Precisely, the appeal itself is tantamount to questioning those defects. In fact, the
Memorandum in support of the appeal unmistakably raised as error the absence of
petitioner at the arraignment and cited jurisprudence, commentaries and the rules to
bolster his position. Specifically, the absence of an arraignment can be invoked at
anytime in view of the requirements of due process to ensure a fair and impartial trial."
22
WHEREFORE, the petition for certiorari is granted. The decision of respondent Judge
Romulo R. Senining dated December 28, 1973, finding the accused guilty of the crime of
slight physical injuries, is nullified and set aside. Likewise, the decision of respondent
Judge Rafael T. Mendoza dated November 16, 1976, affirming the aforesaid decision of
Judge Senining, is nullified and set aside.
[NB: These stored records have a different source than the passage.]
PR #69, opened 2017-01-03
fix(Rendering): Handle LookupTable Mtime in Mapper

martinken:
The mapper was not considering its LookupTable when
computing it mtime causing changes in the LookupTable
to be ignored.


jourdain:
Awesome, thanks!

martinken:
It is a needed fix, I'm not sure it will fix all of our issue. If it doesn't let me know and I'll look for the next step.

Thanks!

jourdain:
I've tried again on the example online, but the issue seems to be still here.

PR #73, opened 2017-01-06
fix(Rendering): the wcvc matrix was getting corrupted

jourdain:
It seems that on some systems the matrices passed to
webgl may be used after they are passed resulting in
potentially bad matrices being used.


jourdain:
Seems to fix it for me. Could not reproduced the issue.

PR #78, opened 2017-01-07
Doc proof

TristanWright:
If you'd like to read over the general changes they are spread across four commits in this branch.


jourdain:
This is great! Thanks for taking the time.

PR #81, opened 2017-01-13
feat(ImageStreamline): Add vtkImageStreamline filter

jourdain:
This allow computation of streamline within an ImageData


jourdain:
@berkgeveci  this is the compact one. You can merge it if you want.

Otherwise the full history one is here: https://github.com/Kitware/vtk-js/pull/80

But that second one does not have the proper commit message format to take benefit of the changelog.

jourdain:
Merging it... We can always fix things later...

PR #88, opened 2017-01-17
feat(IO): add texture coordinates to elevation reader

martinken:
Also fix a couple issues that turned up in OpenGL
with texture maps added after the first render.


jourdain:
Thanks @martinken , this is great...

PR #97, opened 2017-01-23
Molecular rendering pdb reader 2017.01.17

MayeulChassagnard:
Render molecules from .pdb files

For now only the atoms (with their radius, color and position) based on [elements.json](https://github.com/Kitware/vtk-js/blob/master/Utilities/XMLConverter/chemistry/elements.json) are displayed.

Next step will be to display the sticks (links between atoms).


Sources/IO/Misc/PDBReader/index.js
```diff
@@ -0,0 +1,257 @@
+import * as macro from '../../../macro';
+import vtkPolyData from '../../../Common/DataModel/PolyData';
+import vtkDataArray from '../../../Common/Core/DataArray';
+import DynamicTypedArray from '../../../Common/Core/DynamicTypedArray';
+
+import DataAccessHelper from '../../Core/DataAccessHelper';
+
+import atomElem from '../../../../Utilities/XMLConverter/chemistry/elements.json';
```
jourdain: You are not using the compact representation

Sources/IO/Misc/PDBReader/index.js
```diff
@@ -0,0 +1,257 @@
...
+
+
+// ----
+// Globals
+// ----
+
+const ATOMS = {};
+atomElem.atoms.forEach((a) => { ATOMS[a.id] = a; });
```
jourdain: You should use the compact representation.

Sources/Filters/General/MoleculeToRepresentation/index.js
```diff
@@ -0,0 +1,116 @@
+import * as macro     from '../../../macro';
+import vtkPolyData    from '../../../Common/DataModel/PolyData';
+import vtkDataArray   from '../../../Common/Core/DataArray';
+
+
```
jourdain: You should register that class into Sources/Filters/General/index.js

Sources/IO/Misc/PDBReader/index.js
```diff
@@ -0,0 +1,257 @@
...
+import DynamicTypedArray from '../../../Common/Core/DynamicTypedArray';
+
+import DataAccessHelper from '../../Core/DataAccessHelper';
+
+import atomElem from '../../../../Utilities/XMLConverter/chemistry/elements.json';
+
+
+// ----
+// Globals
+// ----
```
jourdain: use same // ------------

Sources/IO/Misc/PDBReader/index.js
```diff
@@ -0,0 +1,257 @@
...
+    const polydata = vtkPolyData.newInstance();
+
+    if (model.molecule) {
+      const jSize = model.molecule.length;
+
+      const points = polydata.getPoints();
+      const pointdata = polydata.getPointData();
+
+      // atom position
+      const pointValues = new DynamicTypedArray({ chunkSize: 65500, arrayType: 'Float32Array' }); // points.getData();
```
jourdain: Do you know the size? You may want to use plain JavaScript array and convert them after that.

Sources/IO/Misc/PDBReader/index.js
```diff
@@ -0,0 +1,257 @@
+import * as macro from '../../../macro';
```
jourdain: don't forget to register your new class into the index.js of the module directory.

jourdain:
Couple of comments but otherwise looks good.

MayeulChassagnard:
@jourdain Thanks for the review!

Sources/IO/Misc/PDBReader/index.js
jourdain: I'm talking about that one. https://github.com/Kitware/vtk-js/blob/master/Utilities/XMLConverter/chemistry-mapper/elements.json

MayeulChassagnard: Yes because we need finally more than just the `elementColor` and the `radiusCovalent`.
But I agree that we definitely don' t need the `nameOrigin` and other descriptive things.

jourdain: You can edit https://github.com/Kitware/vtk-js/blob/master/Utilities/XMLConverter/chemistry-mapper/post-process.js#L3

jourdain: And generate the data you need.

Sources/IO/Misc/PDBReader/index.js
MayeulChassagnard: We can know the size notwithstanding to do a loop in addition (Check the number of 'ATOMS' command and count all atoms which are not Hydrogen if we want to stick to the [PDBReader vtk version](https://github.com/Kitware/VTK/blob/master/IO/Geometry/vtkPDBReader.cxx#L91-L92))

jourdain: I was thinking you could simply use `pointValues = []`.
Then once the data is filled up:

vtkDataArray({ values: pointValues, dataType: 'Float32Array', ... })

Sources/IO/Misc/PDBReader/index.js
```diff
@@ -0,0 +1,253 @@
...
+  // return Busy state
+  publicAPI.isBusy = () => !!model.requestCount;
+}
+
+// ----------------------------------------------------------------------------
+// Object factory
+// ----------------------------------------------------------------------------
+
+const DEFAULT_VALUES = {
+  NumberOfAtoms: 0,
```
jourdain: should start with a lower case name

Sources/IO/Misc/index.js
```diff
@@ -0,0 +1,7 @@
+import ElevationReader    from './ElevationReader';
+import PDBReader          from './PDBReader';
+
+export default {
+  ElevationReader,
```
jourdain: the names should be prefixed by vtk.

The case is remanded to the City Court of Cebu
for the prosecution of the offense of slight physical injuries, with due respect and
observance of the provisions of the Rules of Court, starting with the arraignment of
petitioner.

Barredo, Antonio, Aquino and Fernandez, JJ., concur.


Concepcion Jr., J., is on leave.
Footnotes
1.Petition, pars. 4-8.
2.Ibid, 9.
3.According to Article IV, Section 17 of the Constitution: "No person shall be held to answer
for a criminal offense without due process of law."
4.According to Article IV, Section 19: "In all criminal prosecutions, the accused shall be
presumed innocent until the contrary is proved, and shall enjoy the right to be heard by
himself and counsel, to be informed of the nature and cause of the accusation against
him, to have a speedy, impartial, and public trial, to meet the witnesses face to face, and
to have compulsory process to secure the attendance of witnesses and the production of
evidence in his behalf. However after arraignment, trial may proceed notwithstanding
the absence of the accused provided that he has been duly notified and his failure to
appear is unjustified."

5.Solicitor General Estelito P. Mendoza was assisted by Assistant Solicitor General Jose E.
Racela, Jr. and Solicitor Carlos N. Ortega.
6.Cf. Vera v. People, L-31218, February 18, 1970, 31 SCRA 711.
7.76 Phil. 72 (1946).
8.Ibid, 87. Reference was made to Rogers v. Peck, 199 US 425 (1905) and Twining v. New
Jersey, 211 US 78 (1908).
9.Ibid.
10.35 Phil. 23.
11.Ibid, 27.
12.Ibid.
13.Comment of the Solicitor General, 4.
14.Ibid, 2.
15.Ibid, 8.
16.84 Phil. 525 (1949).
17.Ibid, 529.
18.Ibid, 534.
19.85 Phil. 752 (1950).
20.Ibid, 756.
21.Article IV, Section 19 of the Constitution.
22.Comment of the Solicitor General, 9.